#### The input ####
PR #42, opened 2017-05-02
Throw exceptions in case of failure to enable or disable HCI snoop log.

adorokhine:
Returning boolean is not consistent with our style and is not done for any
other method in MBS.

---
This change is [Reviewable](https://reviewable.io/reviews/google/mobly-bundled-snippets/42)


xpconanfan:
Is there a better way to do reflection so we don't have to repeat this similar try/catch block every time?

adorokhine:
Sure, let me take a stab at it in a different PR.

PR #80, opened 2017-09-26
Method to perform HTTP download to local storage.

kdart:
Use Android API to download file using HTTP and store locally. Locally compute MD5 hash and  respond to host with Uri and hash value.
####
#### The input ####
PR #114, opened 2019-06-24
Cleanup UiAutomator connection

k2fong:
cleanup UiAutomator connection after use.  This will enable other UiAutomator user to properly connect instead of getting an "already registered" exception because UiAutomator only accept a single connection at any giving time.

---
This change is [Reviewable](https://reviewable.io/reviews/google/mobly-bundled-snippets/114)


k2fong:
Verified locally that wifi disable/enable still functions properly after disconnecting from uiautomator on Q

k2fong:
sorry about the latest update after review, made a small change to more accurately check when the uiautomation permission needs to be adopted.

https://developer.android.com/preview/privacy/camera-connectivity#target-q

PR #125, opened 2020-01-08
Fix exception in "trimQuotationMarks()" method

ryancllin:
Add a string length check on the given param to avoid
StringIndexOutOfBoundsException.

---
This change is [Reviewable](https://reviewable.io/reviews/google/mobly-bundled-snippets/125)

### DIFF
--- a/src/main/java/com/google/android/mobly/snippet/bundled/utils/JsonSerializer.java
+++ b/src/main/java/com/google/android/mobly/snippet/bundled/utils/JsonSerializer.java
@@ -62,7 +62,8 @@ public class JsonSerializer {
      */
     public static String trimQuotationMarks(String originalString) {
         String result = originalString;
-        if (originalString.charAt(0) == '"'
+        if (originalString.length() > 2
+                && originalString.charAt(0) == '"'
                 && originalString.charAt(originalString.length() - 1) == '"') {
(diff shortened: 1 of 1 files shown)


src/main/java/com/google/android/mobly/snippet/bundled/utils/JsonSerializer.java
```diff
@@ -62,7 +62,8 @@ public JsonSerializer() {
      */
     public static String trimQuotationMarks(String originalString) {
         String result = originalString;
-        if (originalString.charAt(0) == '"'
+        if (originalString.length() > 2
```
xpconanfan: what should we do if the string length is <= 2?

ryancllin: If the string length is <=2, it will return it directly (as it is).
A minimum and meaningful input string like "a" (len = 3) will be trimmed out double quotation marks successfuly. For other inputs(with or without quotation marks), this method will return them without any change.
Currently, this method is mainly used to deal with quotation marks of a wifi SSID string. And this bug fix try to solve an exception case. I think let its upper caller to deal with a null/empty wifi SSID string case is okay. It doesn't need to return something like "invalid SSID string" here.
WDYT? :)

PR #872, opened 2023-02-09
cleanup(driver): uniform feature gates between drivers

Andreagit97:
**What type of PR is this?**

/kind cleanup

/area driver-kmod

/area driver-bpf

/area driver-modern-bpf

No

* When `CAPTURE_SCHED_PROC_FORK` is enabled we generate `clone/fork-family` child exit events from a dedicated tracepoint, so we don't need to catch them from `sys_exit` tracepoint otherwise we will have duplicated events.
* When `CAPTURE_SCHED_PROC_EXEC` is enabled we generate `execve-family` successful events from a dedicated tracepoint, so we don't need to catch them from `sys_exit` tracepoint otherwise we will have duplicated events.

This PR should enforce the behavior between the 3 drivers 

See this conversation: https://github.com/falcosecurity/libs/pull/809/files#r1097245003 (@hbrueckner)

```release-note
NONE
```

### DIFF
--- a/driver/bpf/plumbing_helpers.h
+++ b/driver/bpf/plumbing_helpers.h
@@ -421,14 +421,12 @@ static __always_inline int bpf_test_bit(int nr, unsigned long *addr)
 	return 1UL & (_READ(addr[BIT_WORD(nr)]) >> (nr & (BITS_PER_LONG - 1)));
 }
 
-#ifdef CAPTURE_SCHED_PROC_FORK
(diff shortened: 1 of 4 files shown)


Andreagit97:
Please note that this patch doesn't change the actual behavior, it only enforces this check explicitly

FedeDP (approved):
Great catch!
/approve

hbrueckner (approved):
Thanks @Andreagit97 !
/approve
####
#### The input ####
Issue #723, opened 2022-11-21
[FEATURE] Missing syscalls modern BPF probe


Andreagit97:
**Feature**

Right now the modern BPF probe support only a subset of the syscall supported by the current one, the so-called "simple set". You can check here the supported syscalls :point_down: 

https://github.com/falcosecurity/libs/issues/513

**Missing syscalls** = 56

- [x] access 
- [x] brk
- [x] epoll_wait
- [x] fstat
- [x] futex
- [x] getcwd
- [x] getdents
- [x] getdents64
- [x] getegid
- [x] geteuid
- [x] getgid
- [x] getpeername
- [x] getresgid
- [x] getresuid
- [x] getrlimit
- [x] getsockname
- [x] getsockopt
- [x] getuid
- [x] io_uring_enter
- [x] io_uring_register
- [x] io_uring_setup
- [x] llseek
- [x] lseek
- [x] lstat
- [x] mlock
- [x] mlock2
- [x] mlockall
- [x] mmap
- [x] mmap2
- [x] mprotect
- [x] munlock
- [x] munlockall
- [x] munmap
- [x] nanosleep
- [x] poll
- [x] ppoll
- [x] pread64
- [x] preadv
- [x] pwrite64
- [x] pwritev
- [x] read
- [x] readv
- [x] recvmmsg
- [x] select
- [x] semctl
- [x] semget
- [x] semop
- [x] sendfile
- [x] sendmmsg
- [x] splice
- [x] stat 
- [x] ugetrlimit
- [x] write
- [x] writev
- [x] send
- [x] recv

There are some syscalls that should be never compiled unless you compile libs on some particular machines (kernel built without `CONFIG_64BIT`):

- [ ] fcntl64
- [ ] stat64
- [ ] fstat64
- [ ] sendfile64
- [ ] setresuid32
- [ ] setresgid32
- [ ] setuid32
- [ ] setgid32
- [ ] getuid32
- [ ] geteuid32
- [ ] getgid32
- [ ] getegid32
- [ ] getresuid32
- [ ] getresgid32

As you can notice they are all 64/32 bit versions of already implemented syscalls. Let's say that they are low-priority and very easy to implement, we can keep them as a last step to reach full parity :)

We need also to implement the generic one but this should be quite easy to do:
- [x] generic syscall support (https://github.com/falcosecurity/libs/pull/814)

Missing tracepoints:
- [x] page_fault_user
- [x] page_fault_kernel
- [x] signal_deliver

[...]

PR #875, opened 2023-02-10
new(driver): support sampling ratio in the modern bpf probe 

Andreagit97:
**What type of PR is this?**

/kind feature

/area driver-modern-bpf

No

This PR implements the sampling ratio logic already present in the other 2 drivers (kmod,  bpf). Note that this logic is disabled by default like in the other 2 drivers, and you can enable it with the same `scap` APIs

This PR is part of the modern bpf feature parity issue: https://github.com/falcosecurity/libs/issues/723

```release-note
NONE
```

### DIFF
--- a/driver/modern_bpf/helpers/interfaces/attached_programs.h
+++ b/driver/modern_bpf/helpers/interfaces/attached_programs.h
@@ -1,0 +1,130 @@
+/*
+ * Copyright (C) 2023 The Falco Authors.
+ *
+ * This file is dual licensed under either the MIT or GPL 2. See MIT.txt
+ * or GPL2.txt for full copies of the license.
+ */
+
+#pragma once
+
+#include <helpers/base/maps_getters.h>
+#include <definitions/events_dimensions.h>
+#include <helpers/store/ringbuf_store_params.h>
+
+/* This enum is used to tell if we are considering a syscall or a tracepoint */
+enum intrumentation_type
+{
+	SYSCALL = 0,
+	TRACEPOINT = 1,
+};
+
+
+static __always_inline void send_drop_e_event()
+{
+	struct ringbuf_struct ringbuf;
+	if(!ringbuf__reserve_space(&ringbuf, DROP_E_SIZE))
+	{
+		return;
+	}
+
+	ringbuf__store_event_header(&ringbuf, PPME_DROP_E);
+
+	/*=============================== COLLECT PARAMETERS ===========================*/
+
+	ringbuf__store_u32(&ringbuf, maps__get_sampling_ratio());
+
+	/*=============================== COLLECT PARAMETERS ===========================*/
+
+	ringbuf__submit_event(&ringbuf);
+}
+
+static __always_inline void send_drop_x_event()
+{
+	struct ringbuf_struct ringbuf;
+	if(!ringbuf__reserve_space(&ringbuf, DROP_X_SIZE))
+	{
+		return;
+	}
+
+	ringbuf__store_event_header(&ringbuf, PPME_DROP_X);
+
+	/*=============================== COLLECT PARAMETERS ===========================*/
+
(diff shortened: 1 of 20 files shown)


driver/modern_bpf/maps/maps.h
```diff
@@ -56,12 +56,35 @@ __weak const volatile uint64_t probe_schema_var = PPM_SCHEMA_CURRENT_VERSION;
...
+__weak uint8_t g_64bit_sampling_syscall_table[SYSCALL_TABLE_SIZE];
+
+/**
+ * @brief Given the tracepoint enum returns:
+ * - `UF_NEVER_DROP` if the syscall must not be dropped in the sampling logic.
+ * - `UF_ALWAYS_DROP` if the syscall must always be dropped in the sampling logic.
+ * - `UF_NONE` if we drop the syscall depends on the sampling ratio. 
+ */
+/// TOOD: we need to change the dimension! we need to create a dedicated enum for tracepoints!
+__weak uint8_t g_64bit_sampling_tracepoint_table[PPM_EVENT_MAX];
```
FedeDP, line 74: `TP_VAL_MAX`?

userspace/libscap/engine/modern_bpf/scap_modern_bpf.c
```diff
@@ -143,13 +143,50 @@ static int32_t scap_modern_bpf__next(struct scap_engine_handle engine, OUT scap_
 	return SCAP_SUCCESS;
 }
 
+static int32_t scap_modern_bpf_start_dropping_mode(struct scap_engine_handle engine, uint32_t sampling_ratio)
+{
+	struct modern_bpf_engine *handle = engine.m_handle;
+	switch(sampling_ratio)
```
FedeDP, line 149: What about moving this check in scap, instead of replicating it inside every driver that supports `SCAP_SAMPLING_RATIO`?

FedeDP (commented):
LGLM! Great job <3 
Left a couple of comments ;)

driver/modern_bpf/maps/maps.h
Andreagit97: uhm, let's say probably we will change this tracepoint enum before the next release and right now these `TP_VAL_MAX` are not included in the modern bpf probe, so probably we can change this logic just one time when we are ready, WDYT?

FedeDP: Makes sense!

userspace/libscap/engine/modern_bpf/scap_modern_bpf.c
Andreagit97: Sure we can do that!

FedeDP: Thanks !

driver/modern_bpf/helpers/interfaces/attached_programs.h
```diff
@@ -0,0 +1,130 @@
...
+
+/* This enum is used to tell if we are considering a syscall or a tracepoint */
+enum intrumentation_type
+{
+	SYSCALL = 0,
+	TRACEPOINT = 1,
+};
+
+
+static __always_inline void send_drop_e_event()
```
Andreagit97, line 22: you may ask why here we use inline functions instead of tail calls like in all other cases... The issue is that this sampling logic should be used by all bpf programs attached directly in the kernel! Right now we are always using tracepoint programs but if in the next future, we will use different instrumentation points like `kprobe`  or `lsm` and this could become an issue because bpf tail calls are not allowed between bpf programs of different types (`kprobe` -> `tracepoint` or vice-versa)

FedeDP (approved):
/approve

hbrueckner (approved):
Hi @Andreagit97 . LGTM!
####
**What is expected**
A single figure, the number of lines above with the word "duplicated", is the whole answer.

**Response to the task**
2